=== Section Start ===

PR #5201, opened 2021-07-22
Team reads migration

### LINKED ISSUE #4630: Read Team from PG instead of RethinkDB (Phase 2 of 3)

tianrunhe:
Resolves #4630.

I brought the changes from Tiffany's last PR #4817 but also resolves the merge conflicts and update a lot of the code.

Tests:
- [x] Run through the [release test checklist](https://www.notion.so/parabol/Release-Tests-Checklist-a4146ee7b24f455681e6ec58225974df)
- [x] Manually test the following mutations in `/admin/graphql`
  - [x] `archiveOrganization`
  - [x] `downgradeToPersonal`
  - [x] `updateCreditCard`
  - [x] `updateTeamName`
  - [x] `upgradeToPro`
  - [x] `hideConversionModal`
  - [x]  `moveTeamToOrg`
  - [x] `startRetrospective`
  - [x] `verifiedInvitation`
  - [x] `acceptTeamInvitation`


packages/server/postgres/queries/getTeamByTeamId.ts
```diff
@@ -0,0 +1,10 @@
+import {getTeamByTeamIdQuery, IGetTeamByTeamIdQueryResult} from './generated/getTeamByTeamIdQuery'
+import catchAndLog from '../utils/catchAndLog'
+import getPg from '../getPg'
+
+const getTeamByTeamId = async (teamId: string): Promise<IGetTeamByTeamIdQueryResult> => {
+  const teams = await catchAndLog(() => getTeamByTeamIdQuery.run({id: teamId}, getPg()))
+  return teams![0]
```
tiffanyhan, line 7: curious why add the bang operator?  what happens if `catchAndLog` returns null? should we add `teams === null ? [] : teams` before returning the first value, similarly to `packages/server/postgres/queries/getTeamsByOrgId.ts`?

tiffanyhan (commented):
wow, i'm glad you were able to use work from that old PR! i hope it wasn't too hairy to update 😬 thanks for making these changes!

packages/server/postgres/queries/getTeamByTeamId.ts
tianrunhe: This method is expected to return a single team object, isn't it? I did have difficulty in handling the nullify here. Any better idea?

tiffanyhan: i think we could do 

```
teams === null ? [] : teams
return teams[0]
```

if the query returns null, then this wrapper will return undefined instead of raising an error

packages/server/utils/authorization.ts
```diff
@@ -100,6 +100,7 @@ export const isOrgLeaderOfUser = async (authToken, userId) => {
   return uniques.size < total
 }
 
+// this function is not used anywhere
 export const isPaidTier = async (teamId) => {
```
mattkrick, line 104: let's nuke this thing!

packages/server/postgres/queries/getTeamsByOrgId.ts
```diff
@@ -0,0 +1,26 @@
...
+const getTeamsByOrgId = async (
+  orgIds: string | string[],
+  options: Partial<Omit<IGetTeamsByOrgIdQueryParams, 'orgId'>> = {}
+): Promise<IGetTeamsByOrgIdQueryResult[]> => {
+  orgIds = typeof orgIds === 'string' ? [orgIds] : orgIds
+  const orgs = await catchAndLog(() =>
+    getTeamsByOrgIdQuery.run(
+      {
+        orgIds,
+        ...options
```
mattkrick, line 18: let's coerce `isArchived` to a boolean here. then we can get rid of the CAST + condition is the SQL.

packages/server/postgres/queries/getTeamByTeamId.ts
mattkrick: let's nuke this file & just use `getTeamsById`

packages/server/graphql/mutations/moveTeamToOrg.ts
```diff
@@ -10,16 +10,19 @@ import safeArchiveEmptyPersonalOrganization from '../../safeMutations/safeArchiv
...
   const r = await getRethink()
   // AUTH
   const su = isSuperUser(authToken)
   // VALIDATION
-  const {team, org} = await r({
-    team: (r.table('Team').get(teamId) as unknown) as Team,
-    org: (r.table('Organization').get(orgId) as unknown) as Organization
-  }).run()
+  const [{org}, team] = await Promise.all([
+    r({
```
mattkrick, line 21: remove `r({org: ` wrapper

packages/server/graphql/mutations/helpers/resolveDowngradeToPersonal.ts
```diff
@@ -19,7 +19,7 @@ const resolveDowngradeToPersonal = async (
     console.log(e)
   }
 
-  const [rethinkResult] = await Promise.all([
+  const [, teamIds] = await Promise.all([
```
mattkrick, line 22: let's not return `teamIds` here so we can remove the RETURN from our write query.
then, in https://github.com/ParabolInc/parabol/blob/36a79f894e9a78622a4fa95c8aa308591c8f1e6c/packages/server/graphql/mutations/downgradeToPersonal.ts#L44 we can just get the teamIds via the new dataLoader

packages/server/graphql/mutations/addTeam.ts
```diff
@@ -41,15 +40,8 @@ export default {
...
-        .table('Team')
-        .getAll(orgId, {index: 'orgId'})
-        .run()
-
-      const orgTeamNames = [] as string[]
-      orgTeams.forEach((team) => {
-        if (!team.isArchived) orgTeamNames.push(team.name)
-      })
+      const orgTeams = await getTeamsByOrgId(orgId, {isArchived: false})
+      const orgTeamNames = orgTeams.map((team) => team.name)
```
mattkrick, line 44: so much cleaner! :tada:

mattkrick (changes requested):
great work! mostly just little things

packages/server/graphql/mutations/startRetrospective.ts
```diff
@@ -61,7 +61,7 @@ export default {
       meetingType,
       dataLoader
     )
-    const team = await getTeamByTeamId(teamId)
+    const team = await getTeamsById([teamId])[0]
```
mattkrick, line 64: be defensive! if they pass in "foo" as the teamId this will be undefined & throw.

packages/server/graphql/mutations/downgradeToPersonal.ts
```diff
@@ -41,7 +41,8 @@ export default {
 
     // RESOLUTION
     // if they downgrade & are re-upgrading, they'll already have a stripeId
-    const {teamIds} = await resolveDowngradeToPersonal(orgId, stripeSubscriptionId!, viewerId)
+    await resolveDowngradeToPersonal(orgId, stripeSubscriptionId!, viewerId)
+    const {teamIds} = await dataLoader.get('teamsByOrgId').load(orgId)
```
mattkrick, line 45: this code was not tested! this dataloader will not return an object containing `teamIds`.
can you please:
- add a `GQLContext` type to the context object at the top so we get some type safety
- add a checklist of tests that you performed (see https://github.com/ParabolInc/parabol/pull/5205 as an example)

mattkrick:
tagging @tiffanyhan to perform the code review

tiffanyhan:
@bruce i ran into this unexpected behavior while going through the tests:

- [ ] start with a team on a free org
- [ ] start retrospective meeting, but don't end it or go to discuss yet
- [ ] set `showConversionModal=true` on the meeting object in rethinkdb
- [ ] now upgrade the org to pro
- [ ] see in rethink db that `showConversionModal=true` even though it should be false by `hideConversionModal`

Can you please run through the reproduction steps and see if it's behaving similarly for you? If so, I can just open up a new issue that won't block this PR, since I see this PR doesn't have any changes with regard to the file `packages/server/graphql/mutations/helpers/hideConversionModal.ts`.

packages/server/graphql/intranetSchema/mutations/backupOrganization.ts
```diff
@@ -52,10 +53,7 @@ const backupOrganization = {
       .run()
 
     // get all the teams for the orgIds
-    const team = await r
-      .table('Team')
-      .getAll(r.args(orgIds), {index: 'orgId'})
-      .run()
+    const team = await getTeamsByOrgIds(orgIds)
```
tiffanyhan, line 56: can we make this plural? i.e. team => teams

tiffanyhan (changes requested):

tianrunhe:
> @tianrunhe i ran into this unexpected behavior while going through the tests:
> 
> *   [ ] start with a team on a free org
> *   [ ] start retrospective meeting, but don't end it or go to discuss yet
> *   [ ] set `showConversionModal=true` on the meeting object in rethinkdb
> *   [ ] now upgrade the org to pro
> *   [ ] see in rethink db that `showConversionModal=true` even though it should be false by `hideConversionModal`
> 
> Can you please run through the reproduction steps and see if it's behaving similarly for you? If so, I can just open up a new issue that won't block this PR, since I see this PR doesn't have any changes with regard to the file `packages/server/graphql/mutations/helpers/hideConversionModal.ts`.

@tiffanyhan I can reproduce this and I think it's due to these two lines:

[https://github.com/ParabolInc/parabol/blob/master/packages/server/graphql/mutations/helpers/hideConversionModal.ts#L7-L8](https://github.com/ParabolInc/parabol/blob/master/packages/server/graphql/mutations/helpers/hideConversionModal.ts#L7-L8)

Which makes me question if this is a valid test case, i.e., this could never happen in real world:
1. `showConversionModal` can be attributes on both `Organization` and `Meeting` object
2. For `Organization` object, its value can only be mutated through the **private** mutation `flagConversionModal`
3. The `showConversionModal` attribute for a `Meeting` object is set when the meeting starts, and it checks the [`showConversionModal` for the organization the team is in](https://github.com/ParabolInc/parabol/blob/master/packages/server/graphql/mutations/startRetrospective.ts#L69)

Therefore there won't be a case where the attribute for the org is false whereas a meeting in that org has the attribute value to be true, as specified in the test case.

tiffanyhan (approved):
lgtm! ran through all specified mutations and all worked well

packages/server/postgres/queries/getTeamsByOrgIds.ts
```diff
@@ -0,0 +1,22 @@
+import {
+  getTeamsByOrgIdQuery,
+  IGetTeamsByOrgIdQueryParams,
+  IGetTeamsByOrgIdQueryResult
+} from './generated/getTeamsByOrgIdQuery'
+import getPg from '../getPg'
+
+const getTeamsByOrgIds = async (
+  orgIds: string[],
+  options: Partial<Omit<IGetTeamsByOrgIdQueryParams, 'orgId'>> = {}
```
mattkrick, line 10: i think you want to omit `orgIds` here?
might just be simpler to write: options: {isArchived?: boolean} = {}

packages/server/postgres/queries/updateTeamByOrgId.ts
```diff
@@ -9,7 +9,7 @@ const updateTeamByOrgId = async (
   teamUpdates: Partial<IUpdateTeamByOrgIdQueryParams>,
   orgId: string
 ) => {
-  await catchAndLog(() =>
+  return await catchAndLog(() =>
```
mattkrick, line 12: no `return await` (i'll turn on a rule after we get this merged)
remove catchAndLog.

packages/server/safeMutations/acceptTeamInvitation.ts
```diff
@@ -61,8 +57,11 @@ const acceptTeamInvitation = async (teamId: string, userId: string) => {
           .getAll(userId, {index: 'userId'})
           .filter({removedAt: null})
           .coerceTo('array')
-      }) as unknown) as User & {organizationUsers: OrganizationUser[]}
-  }).run()
+      })
+      .run(),
+    getTeamsById([teamId])
+  ])
+  const team = teams[0] ?? null
```
mattkrick, line 64: here you're saying team could be null, but in the next line you're accessing team. that'll cause a nasty runtime error if it really is null. (there are a handful of other places this happens)

packages/server/safeMutations/safeArchiveTeam.ts
```diff
@@ -22,7 +22,7 @@ const safeArchiveTeam = async (teamId: string) => {
     isArchived: true,
     updatedAt: new Date()
   }
-  const [rethinkResult] = await Promise.all([
+  const [rethinkResult, pgResult] = await Promise.all([
```
mattkrick, line 25: i'm not sure this was checked, `pgResult` is going to be an empty array...

packages/server/safeMutations/safeArchiveTeam.ts
```diff
@@ -49,7 +49,7 @@ const safeArchiveTeam = async (teamId: string) => {
     }).run(),
     updateTeamByTeamId(updates, teamId)
```
mattkrick, line 50: `updateTeamByTeamId` still has a catchAndLog in it (as do a few other files related to the Team table)
could you clean up those remaining files?

packages/server/graphql/mutations/addTeam.ts
```diff
@@ -41,15 +40,8 @@ export default {
...
-      const orgTeams = await r
-        .table('Team')
-        .getAll(orgId, {index: 'orgId'})
-        .run()
-
-      const orgTeamNames = [] as string[]
-      orgTeams.forEach((team) => {
-        if (!team.isArchived) orgTeamNames.push(team.name)
-      })
+      const orgTeams = await getTeamsByOrgIds(orgId, {isArchived: false})
```
mattkrick, line 43: So...I can't create a team on this PR :astonished: 

calling `addTeam` throws an error because getTeamsByOrgIds takes an array as the first param. 
While the fix is easy, I'm a little concerned that this broken code went through 2 reviews approvals.
In the future can we be sure to test touched files? Some things are sure to slip through the cracks, and that's OK! But if 3 people test all the changed files we should be able to avoid broken stuff landing in prod.

@tianrunhe @tiffanyhan

tianrunhe: This is my bad. Apologize! Here's the retro:  
  
I checked the references for `getTeamsByOrgId` and saw two patterns  
1. places where `getTeamsByOrgIds` gets called directly
2. it's used in `teamsByOrgId` as a foreign data loader and the data loader is then used in a lot of places.

I tested everything in 2. and that's how I build the test cases. I did not go through all use cases in 1. and that's how `addTeam` get slipped.

In the future I think we do not only need to test all touched files, but also references to changed methods.

mattkrick:
Next steps for dataloaders:
- remove `teams` primary loader
- remove all foreignLoaders that depend on the `teams` primary loader ('teamsByOrgId')
- add a `teamsByOrgId` customLoader

tianrunhe:
@mattkrick I've updated the loaders, please review. Thanks!

packages/server/safeMutations/safeArchiveTeam.ts
```diff
@@ -49,7 +49,7 @@ const safeArchiveTeam = async (teamId: string) => {
...
   ])
-  return {...rethinkResult, users}
+  return {...rethinkResult, team: pgResult[0] ?? null, users}
```
mattkrick, line 52: The `team` object that comes from RethinkDB is null if the object wasn't changed.
`RETURNING *` will always return a team object as long as it exists, so the error message in `archiveTeam` would be wrong.
This is also the only place that `RETURNING *` is used, so it feels a little bad that we're always performing an extra read just for this 1 place.

Options:
- write an `archiveTeam` query that includes `WHERE "isArchived" = false`
- query the team at the top of this function. if `isArchived == false` then return early with {team: null}. else, query the team again (maybe via dataLoader). There's a small chance of a race condition with this, but it's probably OK.
-  ???

mattkrick:
Just one query to go!

mattkrick:
LGTM!

PR #5209, opened 2021-07-23
updating meeting cards styles for improved contrast and HTML semantics

acressall:
## Description
In efforts to slowly improve accessibility @enriquesanchez and I have identified a small element on the meeting view cards where colour contrast could be improved. 

### Visual Changes:
- MeetingTypeLabel: 11px -> 12px
- Name: GRAPE_700 -> GRAPE_800; 20px -> 22px
- Meta: GRAPE_600 -> GRAPE_700

Left: updates | Right: Original
Screen Shot 2021-07-23 at 12 48 22 PM

### DIFF
--- a/packages/client/components/MeetingCard.tsx
+++ b/packages/client/components/MeetingCard.tsx
@@ -52,18 +52,18 @@ const MeetingInfo = styled('div')({
   padding: '8px 8px 8px 16px'
 })
 
-const Name = styled('div')({
-  color: PALETTE.SLATE_700,
-  fontSize: 20,
-  lineHeight: '24px',
+const Name = styled('span')({
+  color: PALETTE.SLATE_800,
+  fontSize: 22,
+  lineHeight: '26px',
   // add right padding to keep a long name from falling under the options button
   // add top and bottom padding to keep a single line at 32px to match the options button
   padding: '4px 32px 4px 0',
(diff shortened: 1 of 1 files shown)


ackernaut (changes requested):
- Our grid value is **8n give or take 4**. For flexibility give or take 4 sparingly. This is a sub-grid value that MD mentions helps alignment of icons so I borrowed that to help align other things
- I like going from 11 to 12 for the meta lines
- I don’t see a need to go from 20 to 22 on the name line. I think it’s too big. The ratio from 20/12 is still pretty strong at 1.67. 20  at Slate 700 || 800 is accessible. Currently in our components, not all type is 8n give or take 4 but I’m trying to move toward that. We would have 16, 20, 24 — 24 is too big here
- I like sticking to a grid footprint for line height as much as possible (so here 24, 28, 32)
- The meeting name needs to be centered with the more menu icon
- The gutters around the text and between are too tight now. The left and right gutter of the card should be 16 (2*8). We can help the rest by increasing gutters around and between by a grid value. Give it some room to breath. Most people probably only have 1 card or 1 row of cards.
- I’ve been experimenting with the lighter Slate for larger text, so here the name line would be Slate 700 and the meta line would be Slate 800

ackernaut (approved):

PR #2270, opened 2026-01-06
fix: add space to donate block label in editor

laurelfulford:
### All Submissions:

I noticed this while working on something else:

The Donate block has a new per month/per year frequency text in the "Other" field label, but there's no space before this label in the editor. This PR fixes that.

1. Add the Donate block to the editor and pick the Monthly or Annually tab; adjust it so you can see the 'Other' field, and note the text:

CleanShot 2026-01-06 at 10 44 18

2. Apply this PR and run `npm run build`.
3. Refresh the editor and confirm the text is properly spaced:

CleanShot 2026-01-06 at 10 46 18

### Other information:

### DIFF
--- a/src/blocks/donate/utils.ts
+++ b/src/blocks/donate/utils.ts
@@ -49,11 +49,12 @@ export const getFrequencyLabel = ( frequencySlug: DonationFrequencySlug, hideOnc
 		? hideOnceLabel
 			? ''
 			: __( 'once', 'newspack-blocks' )
-		: ' ' + sprintf(
+		: ' ' +
+		sprintf(
 				// Translators: %s is the frequency (e.g. per month, per year).
 				_x( 'per %s', 'per `Frequency`', 'newspack-blocks' ),
 				frequencySlug
-		  );
+		);
 };
 
 export const getFormattedAmount = ( amount: number, withCurrency = false ) => {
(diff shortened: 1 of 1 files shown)


src/blocks/donate/utils.ts
```diff
@@ -49,11 +49,12 @@ export const getFrequencyLabel = ( frequencySlug: DonationFrequencySlug, hideOnc
 		? hideOnceLabel
 			? ''
 			: __( 'once', 'newspack-blocks' )
-		: sprintf(
-				// Translators: %s is the frequency (e.g. per month, per year).
-				_x( 'per %s', 'per `Frequency`', 'newspack-blocks' ),
-				frequencySlug
-		  );
+		: ' ' +
```
chickenn00dle, line 52: Hmm, I wonder if this is friendly for all languages? I'm just guessing there might be languages where forcing the frequency string to come after the amount string will result in some potentially funky translations.

Maybe it would be better to add the frequency within the `getFormattedAmmount` method below so we can generate these translated strings consistently?

WDYT?

chickenn00dle: I realize this is the case already before this PR, so I'll go ahead and approve. But I do think this is a good chance to address this.

chickenn00dle (approved):

src/blocks/donate/utils.ts
laurelfulford: Thanks @chickenn00dle! 

> Hmm, I wonder if this is friendly for all languages? I'm just guessing there might be languages where forcing the frequency string to come after the amount string will result in some potentially funky translations.

Yeah, that's a good call! I made myself a separate issue to look at this a little closer (NPPM-2509) 🙂 I also see there's a separate `getFrequencyLabelWithAmount` const that possibly has the same missing space issue (and order issue - I'm not sure yet! This is the first time I've noticed this change).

=== Section End ===

→ Problem to work on:
Search the entries above for the string "ackernaut", and report each line where it occurs.

→ Response:
ackernaut (changes requested):
ackernaut (approved):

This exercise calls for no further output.